* EXERCISE INPUTS
PR #1148, opened 2019-11-04
feat: 🎸 Change ImageThumb to functional and change thumb on upd

ladeirarodolfo:
### Includes
- It changes ImageThumbnail to functionalComponent
- It set Thumb component key to be based on displayInstanceUid value (old implementation)

### A complement of this impl will go on (but its not a blocker for current one):
#1141


platform/ui/src/components/studyBrowser/ImageThumbnail.js
```diff
@@ -12,100 +12,106 @@ import ViewportLoadingIndicator from '../../viewer/ViewportLoadingIndicator';
...
-    stackPercentComplete: PropTypes.number.isRequired,
-  };
-
-  static defaultProps = {
-    error: false,
-    stackPercentComplete: 0,
-    width: 217,
-    height: 123,
-  };
+  const [loading, setLoading] = useState(false);
```
dannyrb: Can we do `isLoading` and `setIsLoading`?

* WHAT NEEDS TO BE DONE
Go through the records above and copy each one exactly.

* REPLY TO THE TASK
PR #1148, opened 2019-11-04
feat: 🎸 Change ImageThumb to functional and change thumb on upd

ladeirarodolfo:
### Includes
- It changes ImageThumbnail to functionalComponent
- It set Thumb component key to be based on displayInstanceUid value (old implementation)

### A complement of this impl will go on (but its not a blocker for current one):
#1141


platform/ui/src/components/studyBrowser/ImageThumbnail.js
```diff
@@ -12,100 +12,106 @@ import ViewportLoadingIndicator from '../../viewer/ViewportLoadingIndicator';
...
-    stackPercentComplete: PropTypes.number.isRequired,
-  };
-
-  static defaultProps = {
-    error: false,
-    stackPercentComplete: 0,
-    width: 217,
-    height: 123,
-  };
+  const [loading, setLoading] = useState(false);
```
dannyrb: Can we do `isLoading` and `setIsLoading`?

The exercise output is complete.